Por Ignacio Alonso Velasco

El Presidente López Obrador ha propuesto una reforma al Poder Judicial que modificará la forma de elegir a jueces, ministros y magistrados.

De prosperar la iniciativa, sería la ciudadanía la que decidiría mediante el voto quiénes ocuparían esos cargos de entre los nominados por parte de los tres poderes de la unión. La jornada electoral extraordinaria se celebraría a inicios del próximo año.

Esta medida sería inusitada en México, pero es algo normalizado en Estados Unidos, en donde, a nivel estatal, juristas destacados presentan sus candidaturas, usualmente respaldadas por algún partido político y sus campañas tienen como objetivo convencer a los ciudadanos de las cualidades de sus criterios como juzgadores, con lo que teóricamente adquieren responsabilidad moral directa frente a la ciudadanía a la cual servirán en caso de resultar electos.

Beneficiosa o no

La inminente reforma judicial en México, ¿sería beneficiosa para la realidad que vive este país? Algunos expertos advierten sobre los riesgos que conlleva esta medida, pues temen que se postulen candidatos que no cumplan con los requisitos necesarios para desempeñar cargos de tan alta responsabilidad.

A la bolsa de valores mexicana y el tipo de cambio parece que no les sentó nada bien la noticia de que en septiembre se podrían aprobar las reformas que afectarían a la Suprema Corte de Justicia de la Nación, al Tribunal Electoral del Poder Judicial de la Federación y al Consejo de la Judicatura Federal.

El promotor de las 18 reformas a la Constitución, entre ellas la del Poder Judicial, López Obrador en su Mañanera trata de convencer de que sus propuestas serán positivas y que les convienen a todos.

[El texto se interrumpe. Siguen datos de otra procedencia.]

PR #730, opened 2016-04-21
Add support for carambola 2 board

jannic:
Device information can be found at:
http://www.8devices.com/products/carambola-2
https://wiki.openwrt.org/toh/8devices/carambola2

I only did some minimal testing of gluon on the carambola 2 development
board:

 - Config mode works
 - Connects to Wifi Mesh
 - Allows clients to connect

Notably, autoupgrade has not yet been tested.

Change to 010-primary-mac is necessary as the mac address printed
on the sticker is the one of eth0, not the wifi mac.

### DIFF
--- a/docs/index.rst
+++ b/docs/index.rst
@@ -78,6 +78,10 @@ Supported Devices & Architectures
 ar71xx-generic
 ^^^^^^^^^^^^^^
 
+* 8devices
+
+  - Carambola 2
+
 * ALFA Network
 
   - AP121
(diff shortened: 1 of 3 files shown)


targets/ar71xx-generic/profiles.mk
```diff
@@ -302,3 +302,8 @@ $(eval $(call GluonProfile,MR16,rssileds))
 $(eval $(call GluonProfileFactorySuffix,MR16))
 $(eval $(call GluonModel,MR16,mr16,meraki-mr16))
 $(eval $(call GluonModelAlias,MR16,meraki-mr16,meraki-mr66))
+
+# Carambola 2
```
NeoRaider: Please also add a comment with the vendor (like it's there for the other vendors)

NeoRaider:
The device should also be added to the list of supported hardware in *docs/index.rst*.

jannic:
ok.

docs/index.rst
```diff
@@ -180,6 +180,10 @@ ar71xx-generic
   - My Net N600
   - My Net N750
 
+* 8devices
+
+  - Carambola 2
```
NeoRaider: I'd rather put 8devices at the beginning of the list, numbers are usually sorted before alphabet chars.

jannic:
as you like :-)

Insiste en que ese poder se encuentra secuestrado por una minoría “de cuello blanco” y por eso no imparte justicia para el pueblo.

De momento, el Sindicato de Trabajadores del Poder Judicial de la Federación ya ha solicitado formalmente a la virtual presidenta electa, Claudia Sheinbaum, que lo tenga en cuenta en el proceso de elaboración de la próxima reforma judicial, para poder abogar a favor de una base trabajadora de más de 32 mil personas que ven con gran incertidumbre las consecuencias que se pudieran derivar para ellas de todo esto.

Dejo a criterio de Usted, amable lector/a, la reflexión de si sería conveniente o no elegir por medio del sufragio popular a los principales representantes del poder judicial, tal y como ya ocurre con los otros dos poderes, el ejecutivo y el legislativo. En caso de ser aprobada la propuesta del Presidente de la República, en unos meses seremos llamados a ejercer de nuevo nuestro derecho al voto, tras un proceso de campaña electoral de candidatos a jueces, ministros y magistrados.